***** RECORDS FOR THE TASK *****
Issue #818, opened 2024-04-20
Update nullable foreign keys to be non-nullable


ezekg:
For correctness, and for query performance via query planner optimizations.

- [ ] `billings.account_id`
- [ ] `keys.account_id`
- [ ] `keys.policy_id`
- [ ] `licenses.account_id`
- [ ] `licenses.policy_id`
- [ ] `licenses.product_id` (#817)
- [ ] `machines.account_id`
- [ ] `machines.license_id`
- [ ] `metrics.account_id`
- [ ] `policies.account_id`
- [ ] `policies.product_id`
- [ ] `products.account_id`
- [ ] `request_logs.account_id`
- [ ] `roles.resource_id`
- [ ] `roles.resource_type`
- [ ] `tokens.account_id`
- [ ] `tokens.bearer_id`
- [ ] `tokens.bearer_type`
- [ ] `users.account_id`
- [ ] `webhook_endpoints.account_id`
- [ ] `webhook_events.account_id`

PR #819, opened 2024-04-20
Update licenses.account_id to be NOT NULL

ezekg:
Part of #818. Extracted from #815. Updates config for `strong_migrations` to add default timeouts. Adds `verbose_migrations`.

### DIFF
--- a/config/application.rb
+++ b/config/application.rb
@@ -58,6 +58,10 @@ module Keygen
     # See above comment about having to use this multiple
     config.middleware.use Keygen::Middleware::RequestErrorWrapper
 
+    # Use the lowest log level to ensure availability of diagnostic information
+    # when problems arise.
+    config.log_level = ENV.fetch('RAILS_LOG_LEVEL') { :info }.to_sym
+
     # FIXME(ezekg) Should we migrate to credentials?
     config.active_record.encryption.primary_key         = ENV.fetch('ENCRYPTION_PRIMARY_KEY')
     config.active_record.encryption.deterministic_key   = ENV.fetch('ENCRYPTION_DETERMINISTIC_KEY')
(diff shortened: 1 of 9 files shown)


db/migrate/20240420053540_add_account_id_not_null_constraint_for_licenses.rb
```diff
@@ -0,0 +1,9 @@
+class AddAccountIdNotNullConstraintForLicenses < ActiveRecord::Migration[7.1]
+  def up
+    log_level_was, ActiveRecord::Base.logger.level = ActiveRecord::Base.logger.level, Logger::DEBUG
```
ezekg, line 3: Should we extract this out into an extension? Seems like we would want to use it for most migrations.

ezekg: Squatting https://rubygems.org/gems/verbose_migrations for this. Right now, thinking of a simple API like:

```rb
class AddAccountIdNotNullConstraintForLicenses < ActiveRecord::Migration[7.1]
  verbose! # or: enable_verbose_logging!

  def up
    add_check_constraint :licenses, 'account_id IS NOT NULL', name: 'licenses_account_id_not_null', validate: false
  end
end
```

lib/verbose_migrations.rb
```diff
@@ -0,0 +1,26 @@
+# frozen_string_literal: true
+
+require 'logger'
+
+module VerboseMigrations
+  module MigrationExtension
+    cattr_accessor :verbosity, default: nil
+
+    def verbose? = verbosity.present? && ActiveRecord::Base.logger.present?
+    def verbose!(level: Logger::DEBUG)
```
ezekg, line 10: Add `verbose_logger: ActiveRecord::Base.logger` so the logger is configurable, since we may want to e.g. make `Keygen.logger` verbose at times.

config/application.rb
```diff
@@ -58,6 +58,10 @@ class Application < Rails::Application
     # See above comment about having to use this multiple
     config.middleware.use Keygen::Middleware::RequestErrorWrapper
 
+    # Use the lowest log level to ensure availability of diagnostic information
+    # when problems arise.
+    config.log_level = ENV.fetch('RAILS_LOG_LEVEL') { :info }.to_sym
```
ezekg, line 63: Downcase

ezekg:
Happened to deploy during an autovacuum, so the lock failed. Redeploying was successful.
*****
» WORK INSTRUCTION
Report all lines of the data that include the word "encryption".

» EXPECTED ANSWER
     config.active_record.encryption.primary_key         = ENV.fetch('ENCRYPTION_PRIMARY_KEY')
     config.active_record.encryption.deterministic_key   = ENV.fetch('ENCRYPTION_DETERMINISTIC_KEY')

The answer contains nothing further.